▶ _YOUR INSTRUCTIONS_: Print nothing but the lines below starting at the line that holds "This patch introduces" and ending at the line that holds "status were updated", including both, each exactly as written.

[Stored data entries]
* * * * * * *

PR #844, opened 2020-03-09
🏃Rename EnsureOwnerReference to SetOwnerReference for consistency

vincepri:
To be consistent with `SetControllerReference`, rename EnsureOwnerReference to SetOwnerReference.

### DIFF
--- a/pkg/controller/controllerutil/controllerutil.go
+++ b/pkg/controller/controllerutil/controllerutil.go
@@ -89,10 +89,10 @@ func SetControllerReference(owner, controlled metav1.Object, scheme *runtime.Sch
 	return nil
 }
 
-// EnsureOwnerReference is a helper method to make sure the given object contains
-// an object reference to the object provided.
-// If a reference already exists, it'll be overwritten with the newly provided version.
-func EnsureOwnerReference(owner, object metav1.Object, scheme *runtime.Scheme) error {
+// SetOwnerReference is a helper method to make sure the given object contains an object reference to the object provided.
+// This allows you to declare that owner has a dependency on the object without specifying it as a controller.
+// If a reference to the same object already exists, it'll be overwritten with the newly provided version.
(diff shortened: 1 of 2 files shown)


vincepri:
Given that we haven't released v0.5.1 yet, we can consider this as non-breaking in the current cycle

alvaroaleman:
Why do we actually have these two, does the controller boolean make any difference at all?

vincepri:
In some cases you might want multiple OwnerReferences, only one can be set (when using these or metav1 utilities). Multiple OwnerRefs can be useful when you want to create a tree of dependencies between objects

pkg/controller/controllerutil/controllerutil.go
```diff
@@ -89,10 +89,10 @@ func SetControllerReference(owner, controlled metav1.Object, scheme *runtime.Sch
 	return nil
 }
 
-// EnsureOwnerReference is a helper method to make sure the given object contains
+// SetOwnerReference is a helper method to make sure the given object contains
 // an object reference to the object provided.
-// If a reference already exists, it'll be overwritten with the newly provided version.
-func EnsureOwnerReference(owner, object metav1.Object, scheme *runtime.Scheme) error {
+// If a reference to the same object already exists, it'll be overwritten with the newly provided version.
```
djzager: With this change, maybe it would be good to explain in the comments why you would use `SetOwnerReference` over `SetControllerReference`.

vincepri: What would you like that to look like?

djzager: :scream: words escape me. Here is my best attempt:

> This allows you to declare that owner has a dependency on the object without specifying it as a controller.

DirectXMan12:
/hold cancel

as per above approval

* * * * * * *

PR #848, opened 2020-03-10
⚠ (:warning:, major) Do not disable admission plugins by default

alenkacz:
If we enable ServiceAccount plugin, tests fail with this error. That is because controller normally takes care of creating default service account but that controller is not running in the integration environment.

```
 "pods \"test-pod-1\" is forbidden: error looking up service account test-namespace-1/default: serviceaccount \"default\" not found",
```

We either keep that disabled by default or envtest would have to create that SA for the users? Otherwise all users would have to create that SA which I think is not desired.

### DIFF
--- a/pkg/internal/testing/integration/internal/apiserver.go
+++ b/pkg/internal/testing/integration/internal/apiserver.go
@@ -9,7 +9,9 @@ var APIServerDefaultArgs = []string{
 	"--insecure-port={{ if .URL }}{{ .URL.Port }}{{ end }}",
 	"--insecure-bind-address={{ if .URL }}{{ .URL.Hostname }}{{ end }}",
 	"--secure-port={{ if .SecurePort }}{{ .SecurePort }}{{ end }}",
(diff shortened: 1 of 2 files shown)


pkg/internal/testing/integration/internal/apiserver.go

* * * * * * *

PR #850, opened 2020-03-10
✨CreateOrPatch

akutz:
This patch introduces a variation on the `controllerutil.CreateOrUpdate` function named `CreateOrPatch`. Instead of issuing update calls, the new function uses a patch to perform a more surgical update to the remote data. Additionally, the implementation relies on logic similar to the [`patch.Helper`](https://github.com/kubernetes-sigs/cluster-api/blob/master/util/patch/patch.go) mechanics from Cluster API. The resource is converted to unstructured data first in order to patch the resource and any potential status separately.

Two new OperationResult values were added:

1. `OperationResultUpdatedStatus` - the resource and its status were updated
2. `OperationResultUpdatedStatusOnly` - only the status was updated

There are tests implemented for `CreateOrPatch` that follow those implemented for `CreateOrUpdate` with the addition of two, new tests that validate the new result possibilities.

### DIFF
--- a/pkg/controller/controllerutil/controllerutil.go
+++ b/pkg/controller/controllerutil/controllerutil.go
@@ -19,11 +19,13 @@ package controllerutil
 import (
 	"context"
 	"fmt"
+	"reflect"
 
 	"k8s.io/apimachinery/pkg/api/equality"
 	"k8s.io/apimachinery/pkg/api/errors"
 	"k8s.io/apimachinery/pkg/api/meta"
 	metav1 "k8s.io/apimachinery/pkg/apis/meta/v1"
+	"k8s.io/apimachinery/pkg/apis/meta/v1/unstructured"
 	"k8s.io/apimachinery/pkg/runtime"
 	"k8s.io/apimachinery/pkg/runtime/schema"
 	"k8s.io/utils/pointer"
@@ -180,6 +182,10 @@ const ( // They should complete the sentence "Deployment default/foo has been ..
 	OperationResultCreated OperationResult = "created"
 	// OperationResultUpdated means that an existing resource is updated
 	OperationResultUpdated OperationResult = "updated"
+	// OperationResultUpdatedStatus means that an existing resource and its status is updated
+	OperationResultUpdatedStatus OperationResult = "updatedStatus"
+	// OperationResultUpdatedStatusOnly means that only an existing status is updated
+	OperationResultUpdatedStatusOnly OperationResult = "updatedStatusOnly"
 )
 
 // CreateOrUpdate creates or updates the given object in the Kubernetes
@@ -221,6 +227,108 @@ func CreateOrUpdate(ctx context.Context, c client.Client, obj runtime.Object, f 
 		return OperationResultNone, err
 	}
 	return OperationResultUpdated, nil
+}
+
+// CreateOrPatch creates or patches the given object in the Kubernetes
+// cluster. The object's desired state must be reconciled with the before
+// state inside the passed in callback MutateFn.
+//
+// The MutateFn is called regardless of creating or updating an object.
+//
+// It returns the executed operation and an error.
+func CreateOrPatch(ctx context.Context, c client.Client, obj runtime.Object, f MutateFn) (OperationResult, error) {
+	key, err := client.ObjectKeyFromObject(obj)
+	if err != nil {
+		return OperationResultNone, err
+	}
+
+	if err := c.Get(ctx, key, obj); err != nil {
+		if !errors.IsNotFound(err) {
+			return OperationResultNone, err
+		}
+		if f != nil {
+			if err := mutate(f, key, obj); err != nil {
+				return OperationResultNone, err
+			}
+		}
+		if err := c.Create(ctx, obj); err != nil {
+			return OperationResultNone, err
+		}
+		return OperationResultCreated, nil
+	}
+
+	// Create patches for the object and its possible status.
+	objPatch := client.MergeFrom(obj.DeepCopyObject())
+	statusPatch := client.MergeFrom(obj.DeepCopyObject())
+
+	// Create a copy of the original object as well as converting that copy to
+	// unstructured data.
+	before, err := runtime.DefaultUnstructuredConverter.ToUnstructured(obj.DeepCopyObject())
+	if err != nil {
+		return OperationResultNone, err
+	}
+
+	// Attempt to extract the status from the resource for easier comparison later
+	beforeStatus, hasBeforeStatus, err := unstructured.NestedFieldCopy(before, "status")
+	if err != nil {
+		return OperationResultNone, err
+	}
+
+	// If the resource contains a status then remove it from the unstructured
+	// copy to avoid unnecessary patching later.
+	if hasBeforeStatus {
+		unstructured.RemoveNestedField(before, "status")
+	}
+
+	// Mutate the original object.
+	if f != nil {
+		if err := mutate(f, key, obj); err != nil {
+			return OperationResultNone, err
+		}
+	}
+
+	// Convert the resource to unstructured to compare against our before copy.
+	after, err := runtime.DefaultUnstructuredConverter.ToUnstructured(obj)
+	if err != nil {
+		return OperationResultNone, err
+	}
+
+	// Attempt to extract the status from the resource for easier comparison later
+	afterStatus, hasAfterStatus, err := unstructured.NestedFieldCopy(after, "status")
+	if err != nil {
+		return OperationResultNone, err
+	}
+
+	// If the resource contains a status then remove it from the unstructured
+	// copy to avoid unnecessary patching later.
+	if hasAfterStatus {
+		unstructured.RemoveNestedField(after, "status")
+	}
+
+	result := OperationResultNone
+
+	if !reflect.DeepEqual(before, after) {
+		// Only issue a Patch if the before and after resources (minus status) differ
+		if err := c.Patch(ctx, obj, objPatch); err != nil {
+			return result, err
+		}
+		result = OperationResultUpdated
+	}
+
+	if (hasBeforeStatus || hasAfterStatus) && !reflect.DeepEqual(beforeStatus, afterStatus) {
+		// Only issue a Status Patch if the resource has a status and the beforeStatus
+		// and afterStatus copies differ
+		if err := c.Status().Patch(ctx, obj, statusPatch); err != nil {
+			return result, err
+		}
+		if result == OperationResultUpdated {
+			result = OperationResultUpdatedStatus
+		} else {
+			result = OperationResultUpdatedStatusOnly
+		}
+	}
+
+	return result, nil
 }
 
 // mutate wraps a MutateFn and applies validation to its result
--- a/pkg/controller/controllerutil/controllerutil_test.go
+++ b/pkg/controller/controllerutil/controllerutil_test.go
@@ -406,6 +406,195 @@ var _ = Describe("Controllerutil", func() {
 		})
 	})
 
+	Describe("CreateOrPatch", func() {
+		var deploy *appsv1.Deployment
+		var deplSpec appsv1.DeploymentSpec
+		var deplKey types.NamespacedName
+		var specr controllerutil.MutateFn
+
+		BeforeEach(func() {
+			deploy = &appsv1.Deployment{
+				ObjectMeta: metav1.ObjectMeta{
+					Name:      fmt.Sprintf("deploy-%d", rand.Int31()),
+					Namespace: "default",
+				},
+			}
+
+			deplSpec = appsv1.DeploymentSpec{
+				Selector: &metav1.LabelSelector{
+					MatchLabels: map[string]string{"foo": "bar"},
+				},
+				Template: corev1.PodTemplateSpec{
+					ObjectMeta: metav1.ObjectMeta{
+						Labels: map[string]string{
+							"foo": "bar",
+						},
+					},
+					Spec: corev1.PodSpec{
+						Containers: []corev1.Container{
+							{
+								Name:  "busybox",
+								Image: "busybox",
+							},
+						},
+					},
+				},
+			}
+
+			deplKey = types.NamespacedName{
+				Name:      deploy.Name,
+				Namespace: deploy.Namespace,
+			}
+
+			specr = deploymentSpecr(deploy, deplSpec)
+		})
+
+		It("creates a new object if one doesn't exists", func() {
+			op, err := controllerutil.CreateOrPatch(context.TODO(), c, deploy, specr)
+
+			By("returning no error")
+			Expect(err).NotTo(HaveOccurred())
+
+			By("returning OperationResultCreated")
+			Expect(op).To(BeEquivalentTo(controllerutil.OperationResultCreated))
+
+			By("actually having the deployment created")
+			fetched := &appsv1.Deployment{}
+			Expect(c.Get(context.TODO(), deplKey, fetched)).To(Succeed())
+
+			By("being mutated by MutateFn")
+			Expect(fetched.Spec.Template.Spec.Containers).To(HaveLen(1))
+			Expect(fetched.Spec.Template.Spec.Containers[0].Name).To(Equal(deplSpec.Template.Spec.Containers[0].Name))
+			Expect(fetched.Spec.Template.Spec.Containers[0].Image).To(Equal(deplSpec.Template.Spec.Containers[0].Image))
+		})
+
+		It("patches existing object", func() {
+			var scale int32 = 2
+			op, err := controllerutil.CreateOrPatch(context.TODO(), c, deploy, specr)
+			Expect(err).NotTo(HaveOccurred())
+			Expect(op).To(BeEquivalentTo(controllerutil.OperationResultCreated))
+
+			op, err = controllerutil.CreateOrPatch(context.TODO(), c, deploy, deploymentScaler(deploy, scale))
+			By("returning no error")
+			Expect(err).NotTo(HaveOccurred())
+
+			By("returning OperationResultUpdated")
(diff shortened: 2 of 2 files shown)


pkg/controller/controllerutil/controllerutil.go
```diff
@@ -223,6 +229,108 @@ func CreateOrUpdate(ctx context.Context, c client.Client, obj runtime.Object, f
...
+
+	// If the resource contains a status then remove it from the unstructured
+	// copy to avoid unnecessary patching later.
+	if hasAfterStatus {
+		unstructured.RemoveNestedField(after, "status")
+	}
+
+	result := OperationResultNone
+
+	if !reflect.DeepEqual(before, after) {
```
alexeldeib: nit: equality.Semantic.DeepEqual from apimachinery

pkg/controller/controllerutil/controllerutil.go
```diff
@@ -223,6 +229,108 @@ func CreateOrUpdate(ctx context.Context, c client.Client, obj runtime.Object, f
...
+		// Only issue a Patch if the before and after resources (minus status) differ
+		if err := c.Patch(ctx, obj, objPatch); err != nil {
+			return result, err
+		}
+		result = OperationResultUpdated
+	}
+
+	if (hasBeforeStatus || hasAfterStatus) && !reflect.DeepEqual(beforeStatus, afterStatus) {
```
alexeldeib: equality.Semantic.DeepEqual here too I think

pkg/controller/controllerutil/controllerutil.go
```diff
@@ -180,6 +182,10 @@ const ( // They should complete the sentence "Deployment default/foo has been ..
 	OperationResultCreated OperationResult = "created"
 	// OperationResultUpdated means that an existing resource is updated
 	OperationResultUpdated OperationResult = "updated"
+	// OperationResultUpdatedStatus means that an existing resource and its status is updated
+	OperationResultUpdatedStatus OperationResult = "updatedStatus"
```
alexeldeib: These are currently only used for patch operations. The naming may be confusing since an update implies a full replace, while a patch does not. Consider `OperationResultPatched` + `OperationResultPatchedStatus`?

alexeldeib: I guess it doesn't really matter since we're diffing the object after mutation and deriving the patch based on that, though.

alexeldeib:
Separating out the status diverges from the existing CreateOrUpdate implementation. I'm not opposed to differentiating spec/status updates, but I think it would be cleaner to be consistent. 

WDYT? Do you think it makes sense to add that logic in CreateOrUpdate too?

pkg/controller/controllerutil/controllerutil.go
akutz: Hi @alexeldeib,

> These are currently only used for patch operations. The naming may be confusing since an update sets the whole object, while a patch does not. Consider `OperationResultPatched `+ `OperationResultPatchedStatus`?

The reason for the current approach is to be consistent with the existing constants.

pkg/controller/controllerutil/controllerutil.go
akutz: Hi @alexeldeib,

* * * * * * *

▶ _SOLVED PROBLEM_:
This patch introduces a variation on the `controllerutil.CreateOrUpdate` function named `CreateOrPatch`. Instead of issuing update calls, the new function uses a patch to perform a more surgical update to the remote data. Additionally, the implementation relies on logic similar to the [`patch.Helper`](https://github.com/kubernetes-sigs/cluster-api/blob/master/util/patch/patch.go) mechanics from Cluster API. The resource is converted to unstructured data first in order to patch the resource and any potential status separately.

Two new OperationResult values were added:

1. `OperationResultUpdatedStatus` - the resource and its status were updated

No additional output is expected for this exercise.